Страна, где я родился, как и многие другие, долго ворочалась с боку на бок и наконец приняла то — удобное для меня — положение, которое мне позволило прийти в гости к старинной знакомой, знаменитой московской исследовательнице русской словесности советского периода. Прежде мы с ней встречались только в Америке и в Англии. Она прослезилась, или так мне почудилось: “Если вы у меня на кухне, значит, я живу в свободной стране”. В самом деле, стоял декабрь 1996 года. Я в первый раз приехал в Москву после почти полувекового перерыва, чтобы принять участие в международном конгрессе памяти моего учителя Р. О. Якобсона, устроенном к столетней годовщине его рождения. Это был золотой выбор со стороны ведомства, управлявшего моей судьбой: в 1990 году мне было отказано в визе, когда я собрался было на юбилейную мандельштамовскую конференцию (что на поверку оказалось к лучшему). Может быть, поэтому, хотя и не сознательно, предметом своего выступления я тоже избрал выбор — выбор материала как один из решающих факторов научной деятельности. О конгрессе и о судьбе самого доклада у меня написано несколько слов в воспоминаниях, посвященных секретарю и редактору Якобсона, покойному Стивену Руди (см.: “Шрам”, СПб., 2007, с. 183—184).

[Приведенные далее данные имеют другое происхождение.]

PR #468, opened 2024-08-13
Introduce TestPromotion

### LINKED ISSUE #467: report full standard validation results for standard candidate chains to new slack channel
These are useful to get from time to time, for an update on the question “what blocks this chain from becoming standard”?

Implementation sketch:
* get a list of chains which are standard_candidates (inspect chain.StandardChainCandidate)
* just promote-to-standard chainID, or you could [duplicate the Go code which does that](https://github.com/ethereum-optimism/superchain-registry/blob/0cebefcddd72dc646d0c919e3983b6e65726a8af/add-chain/cmd/promote-to-standard.go#L27-L31)
* invoke the full set of standard validation checks
* report to new slack channel on failure (but we need a way to separate / indicate this is a special failure, maybe a new slack channel would be fine)

geoknee:
- Add a new command and test to invoke promotion checks on promotion candidates
- Add a nightly job to run this test on all promotion candidates and send a notification of failures to slack.
- minor refactoring to clean up circle CI config.

Closes #467


geoknee:
It's critical that this test is only run in its own isolated test invocation, because it mutates the chain metadata on the fly. We could use [`TestMain` ](https://medium.com/goingogo/why-use-testmain-for-testing-in-go-dafb52b406bc)to get better control over when tests run, if that makes sense.

.circleci/config.yml
```diff
@@ -7,24 +7,11 @@ orbs:
   rust: circleci/rust@1.6.1
 
 commands:
-  notify-failures-on-main:
+  notify-failures-to-slack:
```
geoknee, line 10: Nit: shall we still have "on main" in the name, since that is a hardcoded branch pattern?

validation/security-configs_test.go
```diff
@@ -45,7 +45,8 @@ var checkResolutions = func(t *testing.T, r standard.Resolutions, chainID uint64
 			got, err := getAddress(method, contractAddress, client)
 			require.NoErrorf(t, err, "problem calling %s.%s (%s)", contract, method, contractAddress)
 
-			assert.Equal(t, want, got, "%s.%s = %s, expected %s (%s)", contract, method, got, want, output)
+			// Use assert.True here for a concise output of failures, since failure info is sent to a slack channel
+			assert.True(t, want == got, "%s.%s = %s, expected %s (%s)", contract, method, got, want, output)
```
geoknee, line 49: Do you think we could roll this out to any other locations where we are comparing byte slices?

I wonder if it might actually be just as well to do 

```go
if want != got {
  t.Errorf("%s.%s = %s, expected %s (%s)", contract, method, got, want, output)
}
```
This will give us the most useful output only.

validation/promotion_test.go
```diff
@@ -0,0 +1,24 @@
...
+	. "github.com/ethereum-optimism/superchain-registry/superchain"
+)
+
+func TestPromotion(t *testing.T) {
+	for _, chain := range OPChains {
+		chain := chain
+		t.Run(perChainTestName(chain), func(t *testing.T) {
+			t.Parallel()
+			if chain.StandardChainCandidate {
+				chain.StandardChainCandidate = false
```
bitwiseguy, line 16: What's the purpose of this line? Might be good to add a comment to this function that explains what the function does, which may explain this change here

geoknee:
```suggestion
         // promote the chain to standard 
         // by mutating the chainConfig
				chain.StandardChainCandidate = false
```

.circleci/config.yml
```diff
@@ -140,7 +128,22 @@ jobs:
...
+      tag: '1.21'
+    steps:
+      - checkout
+      - install-just
+      - install-foundry
+      - run:
+          name: run validation checks
+          command: just promotion-test
+      - notify-failures-on-main:
+          channel: C07GZVCCUS0 # to slack channel `notify-superchain-promotion-test-failures`
```
bitwiseguy, line 146: Nit: could probably change the channel name to `notify-superchain-promotion-failures` (i.e. drop `test`) to reduce length and match naming convention of `notify-superchain-validation-failures`

bitwiseguy (approved):
Approved with a few minor comments

.circleci/config.yml
vdamle: restored.

validation/security-configs_test.go
vdamle: Done, as discussed.

.circleci/config.yml
vdamle: Good catch! Updated channel name and comment.

PR #474, opened 2024-08-13
Teeny README updates

pifafu:
# Changes
This PR updates the README with a banner and makes some small edits to copy.

### **[View file](https://github.com/ethereum-optimism/superchain-registry/blob/546854a97e26ca4f8acfa4fb753b488e09483e6e/README.md)**.

---

| Dark mode | Light mode
:---|:---
CleanShot 2024-08-14 at 11 56 35@2x | CleanShot 2024-08-14 at 11 56 48@2x


README.md
```diff
@@ -1,4 +1,4 @@
-# superchain-registry
+<img width="3200" alt="Frame 2 (5)" src="https://github.com/user-attachments/assets/088a3923-762f-41fb-bd0a-975dea417e7f"><br/>
```
protolambda, line 1: Can the file be put into the `.github` directory and referenced that way? The `github.com/user-attachments` asset link might break. Also updating the `alt` image text while here would be nice.

protolambda (commented):
LGTM, although

README.md
sebastianst: That would indeed be nice to fix! Otherwise great banner ✨🔴⏡🔴✨

pifafu: Done! https://github.com/ethereum-optimism/superchain-registry/pull/474/commits/775076127721b6551eb31cfe268ec61382739710

pifafu:
I've made my final updates. Updated the asset so that it still works in gh dark mode and uploaded to .github:

| Dark mode | Light mode
:---|:---
CleanShot 2024-08-14 at 11 56 35@2x | CleanShot 2024-08-14 at 11 56 48@2x

protolambda (approved):
Approving to unblock this PR. The image / text tweaks are quite nice.

However, if I can suggest one last change, it would be nice if instead of a 4MB image we use a compressed lower-resolution version of the asset. GitHub does not render the readme header to be that big anyway. And now the page loads slow because of the large image.

pifafu:
@protolambda Good call, I've reduced it to 421 KB!

Issue #430, opened 2024-08-01
superchain_level should match decentralization stage


bitwiseguy:
Currently we have the following categories:
* `superchain_level` = 1 : stage 0
* `superchain_level` =2 : stage 1

We should decrement the `superchain_level` by 1 so that they match, and we avoid confusion.

PR #480, opened 2024-08-15
repo: decrement superchain level

bitwiseguy:
Request from pm to decrement the superchain_level for all chains such that it more closely aligns with the decentralization level used by l2beat

Fixes https://github.com/ethereum-optimism/superchain-registry/issues/430


superchain/superchain.go
```diff
@@ -60,8 +60,8 @@ type HardForkConfiguration struct {
 type SuperchainLevel uint
 
 const (
-	Standard SuperchainLevel = 2
-	Frontier SuperchainLevel = 1
+	Standard SuperchainLevel = 1
+	Frontier SuperchainLevel = 0
```
geoknee, line 64: We did well here to define these constants, this diff is much smaller than it would need to be if we had sprinkled `0`s and `1`s everywhere!

geoknee (approved):

refcell (approved):

PR #484, opened 2024-08-16
wip: updates to genesis predeploy validation

bitwiseguy:


validation/genesis/genesis-predeploy_test.go
```diff
@@ -145,100 +151,107 @@ func testGenesisPredeploys(t *testing.T, chain *ChainConfig) {
...
+	var cd *ContractData
+	if ok {
+		// it is a predeploy, we need to perform masking in order to validate it
+		filePath := path.Join(contractsDir, "forge-artifacts", artifactName+".sol", artifactName+".json")
+		data, err := os.ReadFile(filePath)
+		// Check if the error is due to the file not existing
+		if err != nil {
+			if os.IsNotExist(err) {
+				t.Logf("File not found: %s", filePath)
+				return
```
bitwiseguy, line 191: I think this is ok because the set of hardcoded `predeployArtifactNames` probably doesn't apply to all chains, especially ones created long ago. But would be good to verify this. I was getting errors about `EAS.json` and `SchemaRegistry.json` files not existing. 

Also in the `monorepo-outputs.sh` script we are always generating outputs based on mainnet. Should we have an arg so it uses the op sepolia deploy-config if we are validating a sepolia chain?

geoknee (approved):

validation/genesis/genesis-predeploy_test.go
geoknee: It might be that these contracts got moved into a legacy folder or something: if they are present in the synthetic genesis file, I would expect the source files + deployment artifacts to exit somewhere...

It might be that the address is just getting 1 wei allocated or something, and no actual code. So we can definitely have an escape hatch if there is empty bytecode in the synthetic genesis.

We should add a comment here for now and we can circle back and check.

bitwiseguy: I put an escape hatch [here](https://github.com/ethereum-optimism/superchain-registry/pull/484/files#diff-0951f9e907e0bc03da7d9405099e27b8b3b006040f37ef12112c1cd0a7ff6b42R173-R176) for the case where the code hash is zero. Not sure if that fully covers it though

bitwiseguy: Also, should [this line](https://github.com/ethereum-optimism/superchain-registry/pull/484/files#diff-0951f9e907e0bc03da7d9405099e27b8b3b006040f37ef12112c1cd0a7ff6b42R130) always use a synthetic version of `mainnet`? Or should it use a synthetic version of `sepolia` if we are validating a `sepolia` chain?

validation/genesis/monorepo-outputs.sh
```diff
@@ -10,6 +10,7 @@ go_version=$(grep -m 1 '^go ' ${monorepo_dir}/go.mod | awk '{print $2}')
 
 # Source the gvm script to load gvm functions into the shell
 set +e
+source ~/.gvm/scripts/gvm || exit 1
```
bitwiseguy, line 13: I had to put this line back in to get it to run locally

validation/genesis/genesis-predeploy_test.go
geoknee: > Also, should [this line](https://github.com/ethereum-optimism/superchain-registry/pull/484/files#diff-0951f9e907e0bc03da7d9405099e27b8b3b006040f37ef12112c1cd0a7ff6b42R130) always use a synthetic version of `mainnet`? Or should it use a synthetic version of `sepolia` if we are validating a `sepolia` chain?

We could try that, I'm not sure if it will make much difference?

justfile
```diff
@@ -46,11 +46,11 @@ validate-modified-chains REF:
 
 # Run validation checks for chains with a name or chain ID matching the supplied regex, example: just validate 10
 validate CHAIN_ID:
-	TEST_DIRECTORY=./validation go run gotest.tools/gotestsum@latest --format testname -- -run=TestValidation/{{CHAIN_ID}} -count=1
+	TEST_DIRECTORY=./validation go run gotest.tools/gotestsum@latest --format testname -- -run='TestValidation/.+\({{CHAIN_ID}}\)$' -count=1
 
 # Run genesis validation (this is separated from other validation checks, because it is not a part of drift detection)
 validate-genesis CHAIN_ID:
-	TEST_DIRECTORY=./validation/genesis go run gotest.tools/gotestsum@latest --format testname -- -run=TestGenesisPredeploys/{{CHAIN_ID}} -v
+	TEST_DIRECTORY=./validation/genesis go run gotest.tools/gotestsum@latest --format testname -- -run='TestGenesisPredeploys/.+\({{CHAIN_ID}}\)$' -v -count=1
```
geoknee, line 53: Let's get these changes into `main` (along with the accompanying changes in the circleci config).

PR #485, opened 2024-08-19
Try validating worldcoin sepolia

geoknee:
Produces an almost perfect match
Screenshot 2024-08-19 at 10 53 12

This diff is outside of `allocs`, so doesn't really block genesis predeploy validation. Filed this issue to track the problem, we do need to fix it  #487


.circleci/config.yml
```diff
@@ -12,19 +12,6 @@ commands:
...
-          channel: << parameters.channel >>
-          event: fail
-          template: basic_fail_1
-          branch_pattern: main
-  notify-failures-on-validate-all:
-    description: "Notify Slack on any chain validation failures"
-    parameters:
-      channel:
-        type: string
-        default: C07GQQZDW1G # to slack channel `notify-superchain-validation-failures`
```
geoknee, line 27: These changes were unintended and should be fixed.

Issue #478, opened 2024-08-14
Capture genesis creation metadata into the registry


geoknee:
- `deploy-config.json`
- monorepo commit hash where genesis command was invoked
- command invocation and parameters for the genesis generation command

So that we can validate the genesis for standard chains.

We may as well store it for all chains, in case they want to become standard in the future.

geoknee:
Proposed changes:

## `optimism` monorepo
The genesis creation script should store a new file `genesis-creation-metadata.json` (or, could we just a new field to the `genesis.json` file?)
 Inside, it lists:
*  `commitHash: "abcde"`.
* `invocationCommand: ["go", "run", "cmd/main.go", "genesis l2"]` 
(or the forge route like from this doc https://docs.optimism.io/builders/chain-operators/deploy/genesis)
* we already have `deploy-config.json` file hanging around

## `superchain-registry`
* add a mechanism where we pull in the commitHash and invocation command from above and store it in the chain config
* need to support legacy chains who didn't have the benefit of the changes above. They will need to be able to specify the missing data manually, most likely in the `.env` file.

bitwiseguy:
If we store the monorepo `commitHash` in the superchain-registry, will it be able to derive all the other information it needs? Just curious how the `invocationCommand` and `deploy-config.json` information would help create the compiled bytecode needed for the validation check.

From the superchain-registry side, this is how I imagine the bytecode recreation would work
1. Fetch the monorepo `commitHash` that we will store in superchain-registry (in the chain config .toml?)
2. Use the `commitHash` to checkout that specific version of the monorepo
3. Run `forge build` at that point in the monorepo
4. Fetch the contract bytecode from the forge-artifacts json file for each contract
5. Compare that bytecode to what is onchain to ensure they match

Where/how does the `invocationCommand` and `deploy-config.json` come into play?

geoknee:
Let me try to clarify this a bit. I think there are the following two approaches to genesis validation:

## "compile & ignore immutables"
This is exactly as you describe in your steps 1-5. I think you are correct that an invocationCommand is not required for this approach (although, we still ideally would have the necessary commands to install dependencies and compile, in case `pnpm install && forge build` does not work for older commits). We also do not need the `deploy-config.json` for this approach.

This is the initial approach we are taking on #475 .

The downsides are: we ignore immutable variables and have to inspect account balances, maintain the list of standard predeploys and storage variables in a more ad hoc fashion too.

## regenerate genesis exactly
[...]

PR #489, opened 2024-08-19
[ Feature Branch ] Genesis allocs validation

### LINKED ISSUE #372: validtaion: check genesis predeploys against standard config

### LINKED ISSUE #486: Pretty print the diff when a chain fails `Genesis.allocs` validation
If we end up implementing the validation via a simple bytes / string comparison only, then we want to avoid printing obscure / unreadable diffs to the console.

geoknee:
* Modifies `add-chain` flow to store sufficient metadata to validate the allocs in a chain's genesis file
* Adds a `genesis` package under the `validation` module, which contains a test to perform full genesis allocs validation
  * It does this by cloning the monorepo, checking out the declared commit, building and generating the l2 genesis using the deploy-config as input. The test can handle multiple different node versions, go versions, and genesis command invocations
  * This full check is only triggered if the validation metadata for a given chain is modified
  * The check is **seperate** from the other validation checks, so has its own triggers and conditions
  * For each chain modified in this way, we generate a dynamic CI configuration to run the validations concurrently, and then report a single "fan-in" result requiring all to pass
* Adds a "lite" check for each chain, run as a part of the regular validation suite, which requires the chain has a "genesis creation commit" stored for it. 
* Adds validation metadata for several chains already in the registry, as well as some not yet in the registry (this allows us to save that metadata so we can use it later). 

Closes #486 
Closes #372 
Towards #478


.circleci/config.yml
```diff
@@ -60,6 +60,22 @@ commands:
...
+            apt-get -yq install curl git mercurial make binutils bison gcc build-essential bsdmainutils
+            bash < <(curl -s -S -L https://raw.githubusercontent.com/moovweb/gvm/master/binscripts/gvm-installer)
+            source /root/.gvm/scripts/gvm
+  validate-genesis:
+    description: "Runs genesis validation checks"
+    steps:
+      - run:
+          name: Clone monorepo
+          command: mkdir ../optimism-temporary && git clone https://github.com/ethereum-optimism/optimism.git ../optimism-temporary
+      - run: just validate-genesis ""
```
geoknee, line 78:
```suggestion
      - run: just validate-genesis "*"
```

validation/genesis/genesis-predeploy_test.go
```diff
@@ -0,0 +1,195 @@
...
+	if false {
+		executeCommandInDir(t, monorepoDir, exec.Command("rm", "-rf", "node_modules"))
+		executeCommandInDir(t, contractsDir, exec.Command("rm", "-rf", "node_modules"))
+	}
+
+	// install dependencies
+	// TODO we expect this step to vary as we scan through the monorepo history
+	// so we will need some branching logic here
+	// executeCommandInDir(t, contractsDir, exec.Command("pnpm", "install", "--no-frozen-lockfile"))
+	executeCommandInDir(t, contractsDir, exec.Command("yarn", "install", "--no-frozen-lockfile"))
```
geoknee, line 77: We may need to use `nvm` depending on the version of node we need to build the monorepo.

validation/genesis/validation-inputs/34443/meta.toml
```diff
@@ -0,0 +1,13 @@
+genesis_creation_commit = "3eda4cd594ba6409584eb6ef95c341d98419e392"
+genesis_creation_command = [
```
geoknee, line 2: We can probably store this as a single string.

validation/genesis/monorepo-outputs.sh
```diff
@@ -0,0 +1,25 @@
+set -e
+
+echo "Inferring and selecting correct Node version"
+export NVM_DIR="$([ -z "${XDG_CONFIG_HOME-}" ] && printf %s "${HOME}/.nvm" || printf %s "${XDG_CONFIG_HOME}/nvm")"
+[ -s "$NVM_DIR/nvm.sh" ] && \. "$NVM_DIR/nvm.sh" # This loads nvm
+nvm use
+
+echo "Running install command"
+eval $1
```
bitwiseguy, line 9: It seems risky to blindly execute a shell command that a user is passing in and has complete control over formatting. It might be better for the user to provide an enum-type value, which our code uses to select from a list of known, predefined commands to execute

validation/genesis/validation-inputs/34443/meta.toml
```diff
@@ -0,0 +1,14 @@
+genesis_creation_commit = "3eda4cd594ba6409584eb6ef95c341d98419e392"
+monorepo_build_command = "yarn install --no-frozen-lockfile"
+genesis_creation_command = """\
```
bitwiseguy, line 3: Perhaps this could be changed to `contracts_file_type` and the valid values are just `["single", "multiple"]` (indicating single .deploy file or one .json file for every contract). I think the other variables involved in this command like the `chainID` could be derived by the go code and passed into this shell script

validation/genesis/validation-inputs/10/meta.toml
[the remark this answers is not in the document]
geoknee: This is a very interesting suggestion. I'd love to get into the pros and cons, but I think we can probably proceed with this PR as is and revisit your idea.

validation/genesis/genesis-predeploy_test.go
```diff
@@ -0,0 +1,230 @@
...
+// REQUIREMENTS:
+// pnpm and yarn, so we can prepare https://codeload.github.com/Saw-mon-and-Natalie/clones-with-immutable-args/tar.gz/105efee1b9127ed7f6fedf139e1fc796ce8791f2
+func testGenesisPredeploys(t *testing.T, chain *ChainConfig) {
+	chainId := chain.ChainID
+
+	vis, ok := ValidationInputs[chainId]
+
+	if !ok {
+		t.Skip("WARNING: cannot yet validate this chain (no validation metadata)")
+	}
```
geoknee, line 50: TODO we should update this before merging the PR (the test should just fail if the metadata is not present).

validation/genesis/foundry-config.patch
```diff
@@ -0,0 +1,13 @@
+diff --git a/packages/contracts-bedrock/foundry.toml b/packages/contracts-bedrock/foundry.toml
```
geoknee, line 1: I don't think this is used anymore, it could be removed.

geoknee:
Action plan:

1. Merge the stack of PRs into this one. 
2. Rebase this PR
3. Confirm all known chains still validate correctly
4. Separate out any new chains being added on this PR, to get a streamlined version which only commits 
  i. the `add-chain` code
  ii. the validation code itselg
  iii. the validation input files (`meta.toml` and `deploy-config.toml`) 
 5. We save the new chain information onto another feature branch which we can continue to use to validate all of the chains we care about until they have been merged to `main` in the usual way

.circleci/continue_config.yml
```diff
@@ -0,0 +1,278 @@
+version: 2.1
```
geoknee, line 1: Could we make review easier by using `git mv`?

.circleci/continue_config.yml
```diff
@@ -0,0 +1,278 @@
...
+orbs:
+  go: circleci/go@1.8.0
+  node: circleci/node@5.2.0
+  slack: circleci/slack@4.10.1
+commands:
```
geoknee, line 6: Is there a way to break up this large file? Perhaps using orbs?

validation/genesis-allocs_test.go
```diff
@@ -0,0 +1,21 @@
...
+func testGenesisAllocsMetadata(t *testing.T, chain *ChainConfig) {
+	// This tests asserts that the a genesis creation commit is stored for
+	// the chain. It does not perform full genesis allocs validation.
+	// Full genesis allocs validation is run as a one-off requirement when
+	// chains are added to the registry and/or when the genesis creation commit itself
+	// is changed (and may be re-run at other choice moments).
+	// Therefore the presence of a genesis creation commit ensures that full genesis
+	// validation has been performed on this chain.
+	// This test is lightweight and can be run continually.
+	require.NotEmpty(t, genesis.ValidationInputs[chain.ChainID].GenesisCreationCommit)
```
geoknee, line 20: This tries to ensure that the information necessary for validating the genesis of the chain continues to exist over time.

add-chain/flags/flags.go
```diff
@@ -70,6 +70,18 @@ var (
...
+		EnvVars:  prefixEnvVars("DEPLOY_CONFIG"),
+		Usage:    "Filepath to deploy-config json input file",
+		Required: true,
+	}
+	GenesisCreationCommit = &cli.StringFlag{
+		Name:     "genesis-creation-commit",
+		EnvVars:  prefixEnvVars("GENESIS_CREATION_COMMIT"),
+		Usage:    "Commit in the https://github.com/ethereum-optimism/optimism/ repo at which the chain's genesis was created",
+		Required: true,
+	}
```
bitwiseguy, line 84: It would be a much better user experience, and less error-prone, if this commit was written into the deploy-config or rollup.json file. If we put the onus on the user to remember which commit they used, we are much more likely to have issues than if we automatically record that information via the tooling the user already needs to use (i.e. `op-node genesis l2` command)

add-chain/main.go
```diff
@@ -230,3 +261,32 @@ func getGasPayingToken(l1rpcURl string, SystemConfigAddress superchain.Address)
...
+}
+
+func writeGenesisValidationMetadata(commit string, targetDir string) error {
+	// Define default metadata params:
+	// These may not be sufficient to make the genesis validation work,
+	// but we address that with some manual trial-and-error intervention
+	// involving OPLabs engineers after the add-chain command runs.
+	const defaultNodeVersion = "18.12.1"
+	const defaultMonorepoBuildCommand = "pnpm"
+	const defaultGenesisCreationCommand = "opnode1"
```
bitwiseguy, line 280: Is there any explanation about what `opnode1` and `opnode2` mean?

add-chain/flags/flags.go
geoknee: Agreed that we should have the genesis creation tool output the commit. I'm not sure whether one of the existing files or a new one would be best.

A real small lift would be to print a message: "the commit you used just now might be important for future validation --- remember it!". Not an ideal solution, but maybe not a crazy stop gap until we get something better in place?

There are also plans afoot to approach this in a way which doesn't require such complex validation https://github.com/ethereum-optimism/specs/issues/350. So if that happens, the need to remember the commit would (probably?) go away.

add-chain/main.go
geoknee: I should add some. Essentially, the genesis creation command was previously entirely handled by an op-node subcommand, and there were (at least) two different APIs to that command (with respect to command line args). More recently, the command also involves using a `foundry` script, so I anticipate we may need to add a `foundry` option to this file.

add-chain/main.go
```diff
@@ -230,3 +261,32 @@ func getGasPayingToken(l1rpcURl string, SystemConfigAddress superchain.Address)
...
+	return os.WriteFile(path.Join(targetDir, "deploy-config.json"), data, os.ModePerm)
+}
+
+func writeGenesisValidationMetadata(commit string, targetDir string) error {
+	// Define default metadata params:
+	// These may not be sufficient to make the genesis validation work,
+	// but we address that with some manual trial-and-error intervention
+	// involving OPLabs engineers after the add-chain command runs.
+	const defaultNodeVersion = "18.12.1"
+	const defaultMonorepoBuildCommand = "pnpm"
```
bitwiseguy, line 279: Similar to the monorepo commit hash, could these two fields be derived and written into one of the pre-existing inputs to the `add-chain` tooling (i.e. the deploy-config or rollup.json file)? That way we are much more likely to be both backwards and forwards compatible, without requiring manual intervention

add-chain/e2e_test.go
```diff
@@ -172,7 +172,6 @@ func checkConfigTOML(t *testing.T, testName, chainShortName string) {
 func cleanupTestFiles(t *testing.T, chainShortName string) {
 	paths := []string{
 		addressDir + chainShortName + ".json",
-		genesisSystemConfigDir + chainShortName + ".json",
```
bitwiseguy, line 175: Should we remove the test artifacts written to `validationInputsDir` as well?

validation/genesis/genesis-allocs_test.go
```diff
@@ -0,0 +1,171 @@
...
+
+	// Exit with the result of the tests
+	os.Exit(exitVal)
+}
+
+func TestGenesisAllocs(t *testing.T) {
+	for _, chain := range OPChains {
+		if chain.SuperchainLevel == Standard || chain.StandardChainCandidate {
+			t.Run(PerChainTestName(chain), func(t *testing.T) {
+				// Do not run in parallel
```
bitwiseguy, line 63: Might be good to explain why we don't want to run in parallel. Assuming its because we don't want to checkout a different version of the monorepo while another test is running

add-chain/flags/flags.go
vdamle: Not sure if I have suggested this in one of the discussions - the genesis creation tool could create a git tag with a "well known" format for the commit ex: `chainName-networkName-deploy`. Once that is done, it removes the need to remember the commit and any tools that run in the future could rely on the well known name to determine the previous point in time code.

.circleci/continue_config.yml
```diff
@@ -0,0 +1,278 @@
...
+      - install-gvm
+      - install-nvm
+      - run: just validate-genesis-allocs <<parameters.chainid>>
+  genesis-allocs-all-ok:
+    docker:
+      - image: cimg/go:1.22.6-node
+    resource_class: medium
+    steps:
+      - checkout
+      - run: echo "Job 1 is running"
```
vdamle, line 237: Is this a triage debug? if so, could we remove this?

geoknee: Yeah 100%

validation/genesis/config.patch
```diff
@@ -0,0 +1,13 @@
+diff --git a/op-chain-ops/genesis/config.go b/op-chain-ops/genesis/config.go
+index 4c813acd4..42aa795ed 100644
+--- a/op-chain-ops/genesis/config.go
++++ b/op-chain-ops/genesis/config.go
+@@ -588,7 +588,7 @@ func NewDeployConfig(path string) (*DeployConfig, error) {
+ 	}
+ 
+ 	dec := json.NewDecoder(bytes.NewReader(file))
+-	dec.DisallowUnknownFields()
++	// dec.DisallowUnknownFields()
```
vdamle, line 10: do we need to leave this in commented out?

.circleci/continue_config.yml
```diff
@@ -0,0 +1,278 @@
...
+      - install-just
+      - run:
+          name: Run codegen
+          command: just codegen
+      - run:
+          name: check git tree is clean
+          command: git diff --exit-code
+  golang-validate-genesis-allocs:
+    docker:
+      - image: cimg/go:1.22.6-node
```
bitwiseguy, line 218: Will using go v1.22.6 cause any issues since the go.mod/go.work files specify v1.21?

add-chain/e2e_test.go
geoknee: Ideally yes, it's a bit difficult because the cleanup function doesn't have the chain id in scope at the moment. Will take another look to see if I can refactor it.

validation/genesis/config.patch
geoknee: Nope, the patch could just do the deletion.

.circleci/continue_config.yml
geoknee: Good catch -- I don't think it will cause issues but I will adjust this if I can to make sure.

.circleci/continue_config.yml
geoknee: I tried rewriting the history this way, but GitHub does still not show a useful diff. Instead, the reviewer can check out this branch and run `git diff :.circleci/continue_config.yml main:./.circleci/config.yml`, this gives a pretty clean diff.

.circleci/continue_config.yml
geoknee: This looks more complex using circleci than it is with github actions, so I will leave this for future work.

add-chain/flags/flags.go
geoknee: @vdamle that is an interesting suggestion, I suppose one downside is that the monorepo needs to permit a large number of contributors to push git tags, and the list of tags will get pretty long. I think the plan of asking operators to launch off one of a small list of "released" commits would be a better solution, and also reduces the work it will take to validate the chain in future.

geoknee: Whatever approach we take in the future, we are stuck with the legacy behaviour now for quite a few chains -- so I don't think there is much to do on this PR to address the problem.

add-chain/main.go
geoknee: In principle yes, although I think we are more likely to explore more radical overhauls of the genesis creation path which will make this unnecessary. I'd be a bit nervous about modifying the existing deploy-config.json file, as it is one of the inputs to the genesis creation tool and it seems an antipattern to modify the input files.

bitwiseguy (approved):
🚀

Наследие Якобсона, как всякого подлинного учителя, делится на открытое всем читателям письменное научное учение и на известное только слушателям и собеседникам “метанаучное” устное знание. К последнему в большой степени принадлежит и вопрос оценки и выбора.
Это вопрос, относящийся не только к области художественной критики. В снискавшем громкую славу докладе “Лингвистика и поэтика”, который на деле сформировал и направление мыслей, и научные вкусы, и метод филологов литературоведческого склада в моем поколении, Якобсон строго отмежевал критический подход к искусству слова от научного, в качестве аналога привлекая различие между орфоэпией и фонетикой и подчеркивая при этом роль нормы, программы и плана в любой языковой культуре.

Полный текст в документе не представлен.